Then:
Last year I lost my job. At my last job I had amazing relationships with my co-worker. Now since the job no longer link us together the natural thing is for us do our own thing. I was always grateful to have them around. In happy moments I always would wonder how it would all end; it ended so soon. I guess I clinged to them because my other friendships was on the rocks. I don’t blame other people for relationship problems. But I truly believe that I was a good friend through all my imperfections.
Now:
It probably just selective memory but I feel like everything was better last fall. I had more friends, money, and boyfriend prospect. I had a better living space, job, and grade. Often time after class I become aware of lack of friendship when I can’t find anyone I feel comfortable enough to ask for lunch. Right now Im ultra sensitive so any kind of no I take as an rejection. My rational side says I need to relaxs. I hate how my lonely feelings make me so weak and vunerable. I try to cover it up.
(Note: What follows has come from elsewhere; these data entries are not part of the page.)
PR #5841, opened 2022-02-26
Add some flags showing information to the CI pytest runs

DanielNoord:

## Type of Changes

## Description

This should help narrow down issues with the CI if they keep popping up.

### DIFF
--- a/.github/workflows/ci.yaml
+++ b/.github/workflows/ci.yaml
@@ -224,7 +224,7 @@ jobs:
       - name: Run pytest
         run: |
           . venv/bin/activate
-          pytest --benchmark-disable --cov --cov-report= tests/
+          pytest -vv --durations=20 --benchmark-disable --cov --cov-report= tests/
       - name: Upload coverage artifact
         uses: actions/upload-artifact@v2.3.1
         with:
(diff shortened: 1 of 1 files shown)


Pierre-Sassoulas (approved):
👌

Pierre-Sassoulas:
Look like the verbose option is not displayed when the timeout happens : https://github.com/PyCQA/pylint/runs/5344145948?check_suite_focus=true as the operation is canceled. We have strange spike on the coverage job sometime, might be due to coveralls and not github actions ? Should we separate 3.8 and increase the timeout ? Just increase the timeout ?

I truly feel like you can’t make a friendship happen; becoming friend with another is a natural process. It our responsibility to maintain it. So I think as long as Im worry about making a new friend I will jink myself. Why? Because I be reading to much into simple matters. Well I have one solution in mind. Sibce I’m a senior in college and I feel like new scenery will help. I hope this is so because I don’t want to run away from my problems. This writing is kinda depression. So on the up and up side I know that all this negative energy maybe a delusion. Life flows in cycles; sometime downtime is good. My alone time has me more driven, wiser, and god conscious.